**ACTION ITEM**
Every entry should be returned exactly. Omit none of them.

**Stored data**
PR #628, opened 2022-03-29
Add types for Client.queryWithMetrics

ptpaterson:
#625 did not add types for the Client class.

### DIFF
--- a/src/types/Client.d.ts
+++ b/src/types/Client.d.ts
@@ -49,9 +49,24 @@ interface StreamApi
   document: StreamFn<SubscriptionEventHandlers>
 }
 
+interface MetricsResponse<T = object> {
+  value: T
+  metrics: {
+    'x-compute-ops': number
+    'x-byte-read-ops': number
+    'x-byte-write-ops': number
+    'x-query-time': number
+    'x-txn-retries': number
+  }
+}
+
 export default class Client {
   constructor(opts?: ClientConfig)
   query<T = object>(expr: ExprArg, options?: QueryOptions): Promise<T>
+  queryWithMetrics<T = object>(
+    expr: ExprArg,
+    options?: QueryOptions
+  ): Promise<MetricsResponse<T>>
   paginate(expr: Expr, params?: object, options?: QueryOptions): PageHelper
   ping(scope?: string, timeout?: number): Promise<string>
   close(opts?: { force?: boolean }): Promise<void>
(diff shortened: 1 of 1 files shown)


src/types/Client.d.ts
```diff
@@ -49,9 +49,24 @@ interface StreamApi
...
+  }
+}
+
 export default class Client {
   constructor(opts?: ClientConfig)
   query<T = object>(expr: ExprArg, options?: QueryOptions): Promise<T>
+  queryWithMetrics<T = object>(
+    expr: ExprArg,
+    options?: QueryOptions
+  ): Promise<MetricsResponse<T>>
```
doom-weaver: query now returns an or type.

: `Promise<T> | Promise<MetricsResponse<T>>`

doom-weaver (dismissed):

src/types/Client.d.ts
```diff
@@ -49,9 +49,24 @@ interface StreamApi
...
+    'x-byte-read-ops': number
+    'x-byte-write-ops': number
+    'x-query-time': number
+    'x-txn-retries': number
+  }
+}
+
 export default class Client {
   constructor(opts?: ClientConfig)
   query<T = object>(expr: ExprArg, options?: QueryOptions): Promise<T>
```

**SOLUTION**
PR #628, opened 2022-03-29
Add types for Client.queryWithMetrics

ptpaterson:
#625 did not add types for the Client class.

### DIFF
--- a/src/types/Client.d.ts
+++ b/src/types/Client.d.ts
@@ -49,9 +49,24 @@ interface StreamApi
   document: StreamFn<SubscriptionEventHandlers>
 }
 
+interface MetricsResponse<T = object> {
+  value: T
+  metrics: {
+    'x-compute-ops': number
+    'x-byte-read-ops': number
+    'x-byte-write-ops': number
+    'x-query-time': number
+    'x-txn-retries': number
+  }
+}
+
 export default class Client {
   constructor(opts?: ClientConfig)
   query<T = object>(expr: ExprArg, options?: QueryOptions): Promise<T>
+  queryWithMetrics<T = object>(
+    expr: ExprArg,
+    options?: QueryOptions
+  ): Promise<MetricsResponse<T>>
   paginate(expr: Expr, params?: object, options?: QueryOptions): PageHelper
   ping(scope?: string, timeout?: number): Promise<string>
   close(opts?: { force?: boolean }): Promise<void>
(diff shortened: 1 of 1 files shown)


src/types/Client.d.ts
```diff
@@ -49,9 +49,24 @@ interface StreamApi
...
+  }
+}
+
 export default class Client {
   constructor(opts?: ClientConfig)
   query<T = object>(expr: ExprArg, options?: QueryOptions): Promise<T>
+  queryWithMetrics<T = object>(
+    expr: ExprArg,
+    options?: QueryOptions
+  ): Promise<MetricsResponse<T>>
```
doom-weaver: query now returns an or type.

: `Promise<T> | Promise<MetricsResponse<T>>`

doom-weaver (dismissed):

src/types/Client.d.ts
```diff
@@ -49,9 +49,24 @@ interface StreamApi
...
+    'x-byte-read-ops': number
+    'x-byte-write-ops': number
+    'x-query-time': number
+    'x-txn-retries': number
+  }
+}
+
 export default class Client {
   constructor(opts?: ClientConfig)
   query<T = object>(expr: ExprArg, options?: QueryOptions): Promise<T>
```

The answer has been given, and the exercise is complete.